- Date: October 8, 2017
- Presenters: Manav Gohil, Anuradha Maharaj
- Venue: Royal Albert’s Palace, Fords, New Jersey, USA
- Broadcaster: TV Asia
- Winner: Karina Kohli United States
- Congeniality: Neha Gidwani Sint Maarten
- Photogenic: Unknown (Brittany Singh, Dethroned)

= Miss India Worldwide 2016 =

Miss India Worldwide 2016 was the 25th edition of the Miss India Worldwide pageant, held on 8 October 2017. The event was held at Royal Albert’s Palace in New Jersey, United States.

Stephanie Lohale of Oman crowned her successor Karina Kohli of the United States at the end of the event.

The show was hosted by Indian actor Manav Gohil and Miss India Trinidad & Tobago, Anuradha Maharaj.

==Results==

| Final result | Contestant |
|---|---|
| Miss India Worldwide 2016 | United States - Karina Kohli; |
| 1st runner-up | South Africa - Krsna Priya Dasa; |
| 2nd runner-up | Aruba - Karishma Malhotra; |
| Top 5 | France – Stephanie Madavane; Sri Lanka - Lankika Mathotaarachchi; |
| Top 10 | Canada – Zooni Thusoo; Guyana – Brittany Singh; |

===Special awards===

| Award | Name | Country |
|---|---|---|
| Miss Congeniality | Neha Gidwani | Sint Maarten |
| Miss Photogenic | Brittany Singh | Guyana |
| Miss Beautiful Skin | Zooni Thusoo | Canada |
| Miss Beautiful Smile | Alisha Nanden | Netherlands |
| Miss Bollywood Diva | Lankika Mathotaarachchi | Sri Lanka |

== Contestants ==
40 contestants competed for the title of Miss India Worldwide 2016.

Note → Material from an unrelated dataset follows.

PR #1633, opened 2020-02-25
Inventory performance improvements

nicklewis:
This makes a couple more changes to improve the performance of loading the inventory.

**Don't copy entire config to merge transport data**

- Aruba – Karishma Malhotra
- Australia – Sukhmani khaira
- Canada – Zooni Thusoo
- Fiji – Ashwani Maharaj
- France – Setphanie Madavane
- French Guiana – Mayeline Estevez
- Guadeloupe – Indirah Mekel
- Guyana – Brittany Singh
- India – Akila Narayanan
- Italy – Basanti Tak
- Kenya – Finali Galaiya
- Laos – Nassima Mohamed
- Martinique – Anne Sophie Herard
- Mauritius – Jaleela Hassennally
- Netherlands – Alisha Nanden
- New Zealand – Pooja Bhagath
- Scotland – Kamilah Afaq
- Sint Maarten – Neha Gidwani
- South Africa – Krsna Priya Dasa
- Sweden – Namita Arora
- Sri Lanka – Lankika Mathotaarachchi
- Switzerland – Veena Tanner
- Trinidad and Tobago – Martina Mahase
- UAE – Sukanya Sudhakaran
- ' – Jamini Patel
- USA – Karina Kohli

==Crossovers==
Contestants who previously competed or will compete at other beauty pageants:

- India – Akila Narayan has finished 1st runner-up at Miss India Teen New England 2015 and Miss Teen India USA 2015. She had completed at Miss India USA 2015 and Miss South India 2017.
- Kenya – Finali Galaiya, Miss India Wordwilde Kenya, won the title of Miss Attitude East Africa 2016 in Nairobi, Kenya.
- Mauritius – Jaleela Hassennally, Miss India Worldwide Mauritius, has been conferred the title of Miss Humanity Hope 2016 by Cancer Association of Mauritius (CANMA).
- South Africa – Krsna Priya Dasa, Miss India South Africa, was previously Miss India South Africa KwaZulu-Natal 2015.
- Sweden – Namita Arora won the title of Miss India Europe 2014 in Barcelona, Spain.
- UAE – Sukanya Sudhakaran, Miss India UAE, won the award of Miss Photogenic at Miss Kerala 2014.